Requirement: Every line below that holds the string "webmanifest" must be copied.
Input data Start Marker
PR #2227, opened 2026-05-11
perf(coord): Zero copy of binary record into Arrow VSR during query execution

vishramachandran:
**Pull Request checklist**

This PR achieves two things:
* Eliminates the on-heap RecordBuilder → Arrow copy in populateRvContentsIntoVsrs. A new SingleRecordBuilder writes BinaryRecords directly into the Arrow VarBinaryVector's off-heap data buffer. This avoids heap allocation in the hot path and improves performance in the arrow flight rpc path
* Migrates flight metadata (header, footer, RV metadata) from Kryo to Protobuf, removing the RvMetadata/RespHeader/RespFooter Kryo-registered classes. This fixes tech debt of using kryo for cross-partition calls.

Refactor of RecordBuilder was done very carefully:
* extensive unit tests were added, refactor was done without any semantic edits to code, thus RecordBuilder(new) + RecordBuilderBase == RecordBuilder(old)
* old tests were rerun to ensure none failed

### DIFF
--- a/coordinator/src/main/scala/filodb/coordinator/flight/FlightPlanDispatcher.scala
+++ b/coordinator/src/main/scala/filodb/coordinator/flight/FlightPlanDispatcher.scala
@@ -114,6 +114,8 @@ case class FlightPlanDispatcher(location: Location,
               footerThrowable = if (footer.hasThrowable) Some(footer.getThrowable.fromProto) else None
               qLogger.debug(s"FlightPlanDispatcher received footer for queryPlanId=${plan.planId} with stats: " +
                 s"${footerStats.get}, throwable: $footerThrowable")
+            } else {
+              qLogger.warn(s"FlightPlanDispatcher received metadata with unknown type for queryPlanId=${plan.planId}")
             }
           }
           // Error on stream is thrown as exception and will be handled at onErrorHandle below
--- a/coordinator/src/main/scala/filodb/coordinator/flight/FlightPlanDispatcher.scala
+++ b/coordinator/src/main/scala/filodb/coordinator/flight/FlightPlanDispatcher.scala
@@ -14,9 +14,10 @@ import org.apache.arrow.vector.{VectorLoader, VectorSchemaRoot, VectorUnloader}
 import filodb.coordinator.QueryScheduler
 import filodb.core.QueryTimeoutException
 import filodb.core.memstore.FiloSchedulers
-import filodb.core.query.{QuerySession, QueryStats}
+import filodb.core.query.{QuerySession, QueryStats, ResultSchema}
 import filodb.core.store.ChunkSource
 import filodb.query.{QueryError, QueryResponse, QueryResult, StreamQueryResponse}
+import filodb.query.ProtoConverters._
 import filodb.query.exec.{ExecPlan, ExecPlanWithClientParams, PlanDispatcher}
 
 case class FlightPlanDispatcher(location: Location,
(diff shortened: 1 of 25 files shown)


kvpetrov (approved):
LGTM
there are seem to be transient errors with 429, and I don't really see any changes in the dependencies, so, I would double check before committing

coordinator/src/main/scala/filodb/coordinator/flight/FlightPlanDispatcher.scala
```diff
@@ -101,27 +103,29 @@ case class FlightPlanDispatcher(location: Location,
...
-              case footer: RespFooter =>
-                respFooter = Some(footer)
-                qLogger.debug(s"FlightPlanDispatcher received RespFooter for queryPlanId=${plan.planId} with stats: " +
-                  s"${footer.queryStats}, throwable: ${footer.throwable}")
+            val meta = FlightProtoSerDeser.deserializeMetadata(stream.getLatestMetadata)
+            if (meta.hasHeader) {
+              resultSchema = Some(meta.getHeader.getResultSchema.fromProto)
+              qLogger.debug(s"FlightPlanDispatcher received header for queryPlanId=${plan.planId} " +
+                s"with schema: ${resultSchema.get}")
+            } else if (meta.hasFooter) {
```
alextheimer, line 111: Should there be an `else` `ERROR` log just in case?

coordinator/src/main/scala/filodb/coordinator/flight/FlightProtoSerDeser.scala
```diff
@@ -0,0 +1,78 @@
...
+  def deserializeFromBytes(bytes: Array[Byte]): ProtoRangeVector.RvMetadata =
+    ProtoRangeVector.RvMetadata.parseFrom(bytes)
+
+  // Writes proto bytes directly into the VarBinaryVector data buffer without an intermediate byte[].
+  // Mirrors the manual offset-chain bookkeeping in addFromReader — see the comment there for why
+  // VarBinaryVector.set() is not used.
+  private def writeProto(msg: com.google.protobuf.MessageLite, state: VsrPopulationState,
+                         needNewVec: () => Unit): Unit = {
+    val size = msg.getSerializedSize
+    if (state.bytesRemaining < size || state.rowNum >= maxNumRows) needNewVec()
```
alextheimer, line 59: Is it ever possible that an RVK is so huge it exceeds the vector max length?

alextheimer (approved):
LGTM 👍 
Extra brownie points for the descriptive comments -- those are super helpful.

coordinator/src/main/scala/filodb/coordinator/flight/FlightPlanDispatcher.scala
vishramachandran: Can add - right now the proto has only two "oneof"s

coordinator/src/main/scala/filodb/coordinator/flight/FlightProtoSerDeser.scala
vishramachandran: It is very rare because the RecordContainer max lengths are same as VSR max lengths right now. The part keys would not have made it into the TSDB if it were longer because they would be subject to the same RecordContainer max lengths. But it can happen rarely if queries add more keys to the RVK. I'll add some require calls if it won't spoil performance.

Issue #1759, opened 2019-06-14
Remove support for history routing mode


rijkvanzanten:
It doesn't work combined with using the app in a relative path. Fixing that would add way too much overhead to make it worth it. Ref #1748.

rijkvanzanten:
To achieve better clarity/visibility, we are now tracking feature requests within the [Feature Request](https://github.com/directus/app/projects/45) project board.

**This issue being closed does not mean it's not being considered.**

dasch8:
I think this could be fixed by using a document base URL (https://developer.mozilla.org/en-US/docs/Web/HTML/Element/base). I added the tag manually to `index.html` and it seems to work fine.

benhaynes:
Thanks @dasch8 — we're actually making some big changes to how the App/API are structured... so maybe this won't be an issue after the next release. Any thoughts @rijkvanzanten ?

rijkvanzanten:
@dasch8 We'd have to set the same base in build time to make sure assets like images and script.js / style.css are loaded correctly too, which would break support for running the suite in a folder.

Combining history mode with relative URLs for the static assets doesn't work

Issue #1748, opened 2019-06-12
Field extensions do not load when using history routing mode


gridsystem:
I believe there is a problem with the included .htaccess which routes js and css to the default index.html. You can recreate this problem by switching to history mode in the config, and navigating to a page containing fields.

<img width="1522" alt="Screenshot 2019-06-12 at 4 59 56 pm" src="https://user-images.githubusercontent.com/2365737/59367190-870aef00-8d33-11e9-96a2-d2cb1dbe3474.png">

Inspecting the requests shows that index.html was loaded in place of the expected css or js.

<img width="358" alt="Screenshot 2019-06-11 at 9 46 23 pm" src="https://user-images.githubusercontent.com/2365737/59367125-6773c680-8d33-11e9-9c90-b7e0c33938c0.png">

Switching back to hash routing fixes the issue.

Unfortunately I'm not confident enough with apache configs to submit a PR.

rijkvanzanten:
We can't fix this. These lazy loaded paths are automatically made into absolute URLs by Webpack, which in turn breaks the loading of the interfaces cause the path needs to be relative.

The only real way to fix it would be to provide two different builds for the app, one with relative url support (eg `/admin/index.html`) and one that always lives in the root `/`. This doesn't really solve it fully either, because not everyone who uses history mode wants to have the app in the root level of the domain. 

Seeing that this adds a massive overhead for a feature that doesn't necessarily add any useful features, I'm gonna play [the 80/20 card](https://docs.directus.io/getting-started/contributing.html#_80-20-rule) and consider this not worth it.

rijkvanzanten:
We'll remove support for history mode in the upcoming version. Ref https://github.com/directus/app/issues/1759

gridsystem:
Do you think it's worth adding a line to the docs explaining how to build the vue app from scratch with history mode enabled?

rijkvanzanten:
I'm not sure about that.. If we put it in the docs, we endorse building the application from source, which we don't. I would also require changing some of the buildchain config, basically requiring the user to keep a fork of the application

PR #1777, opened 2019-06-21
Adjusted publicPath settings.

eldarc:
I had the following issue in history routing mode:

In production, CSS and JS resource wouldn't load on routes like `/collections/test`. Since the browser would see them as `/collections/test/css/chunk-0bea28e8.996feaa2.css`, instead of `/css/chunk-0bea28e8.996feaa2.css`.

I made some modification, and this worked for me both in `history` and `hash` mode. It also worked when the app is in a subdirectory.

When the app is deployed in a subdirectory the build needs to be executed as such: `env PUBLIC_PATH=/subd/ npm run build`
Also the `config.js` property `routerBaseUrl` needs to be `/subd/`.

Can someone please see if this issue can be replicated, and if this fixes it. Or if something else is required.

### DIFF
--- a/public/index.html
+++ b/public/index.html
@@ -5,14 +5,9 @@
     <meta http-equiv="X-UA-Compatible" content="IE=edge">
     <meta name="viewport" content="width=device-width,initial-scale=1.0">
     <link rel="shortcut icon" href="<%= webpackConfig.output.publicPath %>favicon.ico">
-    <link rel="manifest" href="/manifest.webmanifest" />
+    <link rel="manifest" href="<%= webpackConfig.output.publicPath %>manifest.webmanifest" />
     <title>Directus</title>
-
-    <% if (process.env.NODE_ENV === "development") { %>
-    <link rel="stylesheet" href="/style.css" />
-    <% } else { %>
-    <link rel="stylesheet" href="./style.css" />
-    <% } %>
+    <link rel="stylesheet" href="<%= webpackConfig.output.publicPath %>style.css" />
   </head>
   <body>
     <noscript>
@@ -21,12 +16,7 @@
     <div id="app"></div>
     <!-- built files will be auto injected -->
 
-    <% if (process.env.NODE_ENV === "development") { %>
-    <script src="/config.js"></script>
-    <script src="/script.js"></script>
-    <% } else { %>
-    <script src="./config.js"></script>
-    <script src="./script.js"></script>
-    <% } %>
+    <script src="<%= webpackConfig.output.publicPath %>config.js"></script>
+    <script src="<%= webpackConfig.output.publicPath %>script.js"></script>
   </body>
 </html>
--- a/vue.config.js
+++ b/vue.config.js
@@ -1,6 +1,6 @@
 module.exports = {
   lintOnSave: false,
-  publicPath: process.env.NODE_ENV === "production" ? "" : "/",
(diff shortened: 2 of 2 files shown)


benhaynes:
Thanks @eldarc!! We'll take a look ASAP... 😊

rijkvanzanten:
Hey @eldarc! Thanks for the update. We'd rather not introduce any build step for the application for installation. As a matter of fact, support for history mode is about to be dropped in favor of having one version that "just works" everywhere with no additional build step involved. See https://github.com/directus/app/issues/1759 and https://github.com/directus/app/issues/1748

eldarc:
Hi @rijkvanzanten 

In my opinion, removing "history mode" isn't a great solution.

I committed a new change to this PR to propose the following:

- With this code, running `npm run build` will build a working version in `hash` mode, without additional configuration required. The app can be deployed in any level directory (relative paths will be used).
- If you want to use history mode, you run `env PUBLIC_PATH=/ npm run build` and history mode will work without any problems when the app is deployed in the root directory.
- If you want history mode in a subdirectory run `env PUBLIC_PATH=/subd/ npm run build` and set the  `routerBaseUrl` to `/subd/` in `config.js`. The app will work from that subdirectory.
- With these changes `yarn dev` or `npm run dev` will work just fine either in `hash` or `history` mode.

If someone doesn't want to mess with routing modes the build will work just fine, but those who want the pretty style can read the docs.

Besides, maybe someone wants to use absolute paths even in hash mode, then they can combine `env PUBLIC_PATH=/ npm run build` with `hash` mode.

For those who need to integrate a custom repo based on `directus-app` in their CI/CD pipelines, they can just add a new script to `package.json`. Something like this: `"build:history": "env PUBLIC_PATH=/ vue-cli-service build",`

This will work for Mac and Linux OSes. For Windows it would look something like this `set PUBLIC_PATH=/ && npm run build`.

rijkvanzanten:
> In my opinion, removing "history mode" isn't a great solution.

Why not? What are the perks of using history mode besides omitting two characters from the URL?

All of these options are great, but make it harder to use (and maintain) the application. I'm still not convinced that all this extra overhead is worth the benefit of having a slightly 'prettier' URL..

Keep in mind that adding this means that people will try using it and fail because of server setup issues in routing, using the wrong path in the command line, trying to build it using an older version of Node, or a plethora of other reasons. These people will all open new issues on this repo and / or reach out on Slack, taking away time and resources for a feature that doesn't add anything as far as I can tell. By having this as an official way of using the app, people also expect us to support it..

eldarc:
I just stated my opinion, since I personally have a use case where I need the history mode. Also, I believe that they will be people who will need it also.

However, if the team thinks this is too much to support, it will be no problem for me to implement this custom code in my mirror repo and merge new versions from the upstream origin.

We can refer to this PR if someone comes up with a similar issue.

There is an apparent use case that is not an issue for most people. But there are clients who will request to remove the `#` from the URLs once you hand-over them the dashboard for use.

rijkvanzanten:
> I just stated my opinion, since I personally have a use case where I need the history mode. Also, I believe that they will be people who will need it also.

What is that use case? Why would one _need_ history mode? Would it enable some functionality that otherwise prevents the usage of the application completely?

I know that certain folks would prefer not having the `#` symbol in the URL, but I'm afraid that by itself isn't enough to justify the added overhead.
Input data End Marker
Exercise result:
-    <link rel="manifest" href="/manifest.webmanifest" />
+    <link rel="manifest" href="<%= webpackConfig.output.publicPath %>manifest.webmanifest" />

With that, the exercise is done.